Because that was the target of the other Khorramshahr 2 missile, which carried the same VX warhead.
Like every country with a significant air force, the Royal Saudi Air Force dispersed its assets in widely scattered air bases. This was both to ensure the widest possible defensive coverage of Saudi air space, as well as to prevent an enemy from inflicting a crippling blow by hitting a single base.
Prince Sultan Air Base had been selected for one of Iran’s two VX warheads for many reasons. It was one of the bases closest to the Qatari armored force's march to Riyadh, and was a Sector Operating Center. It had been substantially improved by the US Air Force when it served as a base supporting Operations Enduring Freedom and Iraqi Freedom prior to the September 11 attacks. F-15s from No. 55 Squadron had been recently transferred there, and it contained two of the Kingdom’s key strategic assets — its Boeing E-3 Sentry fleet, as well as its Boeing KE-3A refueling tankers.

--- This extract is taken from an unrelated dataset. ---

PR #630, opened 2022-08-18
Enable sbt-tpolecat, fix compiler warnings

wjoel:


src/main/scala/cognite/spark/v1/DefaultSource.scala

Since it was only about eighty kilometers south of Riyadh, attacking it would remove one of the capital’s principal defenders.
But that would not be the only result of the attack. Acting Supreme Leader Reza Fagheh had reconsidered his earlier concerns, and decided to pick a target with multiple impacts.
Prince Sultan Air Base was directly adjacent to the city of Al Kharj, where some of the remaining underground water sources were still replenished by rainwater drained from the Tuwaiq escarpment to the west. Some of the wells were up to a mile deep so that the water extracted was boiling hot when brought to the surface, and had to be pumped into pools to cool before use.
This water was the basis for much of Saudi agriculture, and helped Al Kharj grow from a town of 20,000 to a city of 250,000. Almost every crop imaginable was grown in Al Kharj, and it was also home to nearly its entire dairy industry, with about twenty-four thousand head of cattle.